Study of the Structural Chemistry of the Inclusion Complexation of 4-Phenylbutyrate and Related Compounds with Cyclodextrins in Solution: Differences in Inclusion Mode with Cavity Size Dependency

4-phenylbutyrate (PB) and structurally related compounds hold promise for treating many diseases, including cancers. However, pharmaceutical limitations, such as an unpleasant taste or poor aqueous solubility, impede their evaluation and clinical use. This study explores cyclodextrin (CD) complexation as a strategy to address these limitations. The structural chemistry of the CD complexes of these compounds was analyzed using phase solubility, nuclear magnetic resonance (NMR) spectroscopic techniques, and molecular modeling to inform the choice of CD for such application.
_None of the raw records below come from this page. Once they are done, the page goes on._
PR #105, opened 2019-04-29
Hamza week2 homework

lizozo:
Included index.html file to see the results in console.


Week1/helloWorld.js
```diff
@@ -0,0 +1,12 @@
+//Turkish
+console.log('Merhaba Dünya');
+//English
+console.log('Hello World');
+//Spanish
+console.log('Hola Mundo');
+//French
+console.log('Bonjour Mond');
+//dutch
+console.log('Halo Werld');
```
marcianoviereck: Almost!:)

"Hallo Wereld":)

Week1/modulo.js
```diff
@@ -0,0 +1,10 @@
+let m = 7;
+m = m%3;
+console.log("When we divide 7 by 3, reminder is "+ m);
+let r = 458;
+let p = 23;
+let modulo = r%p;
+console.log("when you divide the number "+r+" by the number "+p+" the reminder is the number "+modulo);
+let two = 2;
+let reminder=r%two;
```
marcianoviereck: I would suggest adding some spaces to make the code more readable:

`let reminder = r % two;`

Week1/modulo.js
```diff
@@ -0,0 +1,10 @@
+let m = 7;
+m = m%3;
+console.log("When we divide 7 by 3, reminder is "+ m);
+let r = 458;
+let p = 23;
+let modulo = r%p;
+console.log("when you divide the number "+r+" by the number "+p+" the reminder is the number "+modulo);
+let two = 2;
```
marcianoviereck: You can also use `const` here, because the value of `two` won't change:)

Week1/typeCheck.js
```diff
@@ -0,0 +1,44 @@
...
+else {
+    console.log('DIFFERENT TYPE')
+};
+
+if (typeof myNumber == typeof myBoolean) {
+    console.log('SAME TYPE');
+}
+else {
+    console.log('DIFFERENT TYPE')
+};
```
marcianoviereck, line 43: I think you forgot to compare some types, such as `myArray` with `myNumber`

Week1/array.js
```diff
@@ -0,0 +1,11 @@
+let elements = [];
```
marcianoviereck: this could be `const` because the value won't change

marcianoviereck (changes requested):
The code looks good! Just some small things! Keep it up!

Week1/helloWorld.js
lizozo: :) corrected!

Week1/typeCheck.js
lizozo: Hello Marciano;

First of all thank you very much for your comments and feedbacks. I really appreciate it! Homework commands to create different types of variables so It was already obvious that all the result will be "DIFFERENT TYPE". so I thought it would be enough to test just some of them :)

Thank you very much again! Have a nice week

marcianoviereck (approved):
Nice! The homework is approved!:)

Week1/typeCheck.js
wouterkleijn: Thanks @lizozo for implementing the changes suggested by @marcianoviereck Also great to see that you are responding to his feedback - very professional!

The study revealed that PB and its shorter-chain derivative form 1:1 alpha CD complexes, while the longer-chain derivatives form 1:2 (guest:host) complexes. alpha CD includes the alkyl chain of the shorter-chain compounds, depositing the phenyl ring around its secondary rim, whereas two alpha CD molecules sandwich the phenyl ring in a secondary-to-secondary rim orientation for the longer-chain derivatives. beta CD includes each compound to form 1:1 complexes, with their alkyl chains bent to varying degrees within the CD cavity. gamma CD includes two molecules of each compound to form 2:1 complexes, with both parallel and antiparallel orientations plausible. The study found that alpha CD is more suitable for overcoming the pharmaceutical drawbacks of PB and its shorter-chain derivative, while beta CD is better for the longer-chain derivatives.